Kepala Staf Pertahanan Inggris Nick Carter mengatakan ada peningkatan ketegangan di regional. Menurutnya kesalahan penilaian bisa saja menyebabkan konflik meluas.
"Saya pikir kita hidup pada saat di mana dunia adalah tempat yang sangat tidak pasti dan gelisah," katanya dalam wawancara Remembrance Sunday, peringatan tahunan bagi mereka yang terbunuh dan terluka dalam konflik, pada Sky News dikutip Reuters Rabu (11/11/2020).
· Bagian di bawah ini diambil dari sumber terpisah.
PR #364, opened 2021-02-09
pat-1636 Add 'unallocated' ldus to probation area and ldu endpoint. S…

lbennett-moj:
…ome ldus that are not 'selectable' in delius have offender manager/offender allocation


andymarke (approved):
LGTM

PR #365, opened 2021-02-12
DT-1613 extract jwt scopes

mikehalmamoj:
Fixes a bug where the JWT scopes were not being copied into authorities and so didn't work.


petergphillips (approved):
LGTM

PR #366, opened 2021-02-12
DT-1616 Cater for null mappa level and category

mikehalmamoj:


src/main/java/uk/gov/justice/digital/delius/transformers/MappaDetailsTransformer.java
```diff
@@ -30,6 +35,26 @@ public static MappaDetails mappaDetailsOf(Registration registration) {
 
     }
 
+    private static String getCategoryDescription(Optional<StandardReference> maybeCategory) {
```
mikehalmamoj, line 38: I know Optional isn't a great idea on a method parameter, but it makes the transformer much easier to read :man_shrugging:

andymarke (approved):
LGTM

PR #372, opened 2021-02-25
MAS-317 Update tier

markreesmoj:
composite key on MANAGEMENT_TIER


src/main/java/uk/gov/justice/digital/delius/controller/secure/OffendersResource.java
```diff
@@ -383,12 +385,13 @@ public OffenderAssessments getAssessmentsByCrn(
         })
     @PostMapping(path = "/offenders/crn/{crn}/tier/{tier}")
     @PreAuthorize("hasRole('ROLE_MANAGEMENT_TIER_UPDATE')")
-    public OffenderDetail updateTier(
+    public ResponseEntity updateTier(
```
andymarke, line 388: Very minor, I wonder if this was `void` it would just work and return 200 with no body??

src/main/java/uk/gov/justice/digital/delius/jpa/standard/entity/ManagementTierId.java
```diff
@@ -0,0 +1,30 @@
...
+public class ManagementTierId implements Serializable {
+    @Column(name = "OFFENDER_ID")
+    private Long offenderId;
+
+    @ManyToOne
+    @JoinColumn(name = "TIER_ID")
+    private StandardReference tier;
+
+    @Column(name = "DATE_CHANGED")
+    private LocalDateTime dateChanged;
```
andymarke, line 29: So I guess these are never updated, we just add new ones as they change? And Delius uses the latest?

src/main/java/uk/gov/justice/digital/delius/service/OffenderService.java
```diff
@@ -208,22 +206,5 @@ private Custody findCustodyOrThrow(Event activeCustodialEvent) {
                         .build());
     }
 
-    @Transactional
```
andymarke, line 211: Nice to see this move to its own service 👍🏿

src/main/java/uk/gov/justice/digital/delius/service/TierService.java
```diff
@@ -0,0 +1,68 @@
...
+        Map<String, String> telemetryProperties = Map.of("crn", crn, "tier", tier);
+        final Long offenderId = getOffender(crn, telemetryProperties);
+
+        writeTierUpdate(tier, telemetryProperties, offenderId);
+
+        telemetryClient.trackEvent("TierUpdateSuccess", telemetryProperties, null);
+    }
+
+    private Long getOffender(String crn, Map<String, String> telemetryProperties) {
+        return offenderRepository.findByCrn(crn).map(Offender::getOffenderId).orElseThrow(() -> logAndThrow(telemetryProperties, "TierUpdateFailureOffenderNotFound", String.format("Offender with CRN %s not found", crn)));
```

"Dinamika persaingan global juga merupakan ciri hidup kita dan saya pikir risiko nyata yang kita miliki dengan cukup banyak banyak konflik regional yang sedang terjadi saat ini, apakah Anda bisa melihat eskalasi menyebabkan kesalahan perhitungan?".
Ia pun menegaskan ada ancaman nyata dari perang di belahan dunia lain. Menurutnya risiko ada dan perlu disadari.
"Jika Anda melupakan kengerian perang, maka risiko besarnya menurut saya adalah orang mungkin berpikir bahwa pergi berperang adalah hal yang wajar untuk dilakukan," katanya lagi.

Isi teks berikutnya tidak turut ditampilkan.